The trade-off: InvestNow Foundation charges around 0.20% p.a. compared to 0.03% for direct VOO. But once you factor in FIF tax treatment for higher earners, the Foundation Series often wins on total after-tax cost — and it's simpler.
| Vehicle | Tax on returns | Withdrawal tax | Typical fee |
|---|---|---|---|
| KiwiSaver (growth fund) | PIE at PIR (max 28%) | None at 65 | 0.8–1.5% p.a. |
| KiwiSaver (Kernel / Simplicity) | PIE at PIR (max 28%) | None at 65 | 0.25–0.31% p.a. |
| InvestNow Foundation (Vanguard) | PIE at PIR (max 28%) | CGT-free | ~0.20% p.a. |
| Direct VOO / VTI (> $50k NZD) | FIF: 5% deemed × marginal rate | CGT-free | 0.03% p.a. |
NZ has no capital gains tax, so growth in your portfolio — whether inside KiwiSaver, InvestNow, or a direct brokerage — is not taxed on sale. Only the annual returns (dividends, distributions, or FIF deemed income) are taxable.
For FIF guidance, see ird.govt.nz — FIF regime. Tax rules are complex and change; speak with an accountant before making decisions based on tax treatment.
The Practical Takeaway
KiwiSaver is not useless. The employer match is free money and should be captured in full. The system forces savings habits that benefit people who would otherwise not invest at all. Early in your career, with a small balance, the fee difference is not large in dollar terms.
But as your balance grows, so does the fee drag — and so does the case for lower-cost alternatives. The most practical path for most investors: contribute the minimum to KiwiSaver to capture the full employer match, then direct additional savings into InvestNow Foundation Series for the combination of low fees (~0.20%), PIE tax treatment, and no FIF complexity.

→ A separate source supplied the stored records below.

PR #374, opened 2021-12-11
Use 'vyxal.encoding.codepage' instead of 'codepage' for k⟇

cgccuser:
`k⟇` was implemented as `codepage` instead of `vyxal.encoding.codepage` (which is not imported). Trivial fix.


chunkybanana:
This is such a trivial change that I'll just forcemerge it.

Investors comfortable with FIF accounting and managing larger sums can go further by holding VOO or VTI directly through Interactive Brokers at 0.03%.
Do the maths with your own numbers in the calculator above. The result might surprise you.
Disclaimer
This article is general information only. It is not personalised financial advice and does not take into account your individual circumstances, objectives, financial situation, or needs. Past performance of any investment does not guarantee future performance. Exchange rates, tax treatment, and platform fees may change. The FIF rules are complex and their application depends on your specific situation — consult a registered tax adviser. Before making any investment decision, you should seek independent advice from a licensed financial adviser authorised under the Financial Markets Conduct Act 2013. TPT Solutions is not a financial advisory firm and does not hold a financial advice licence.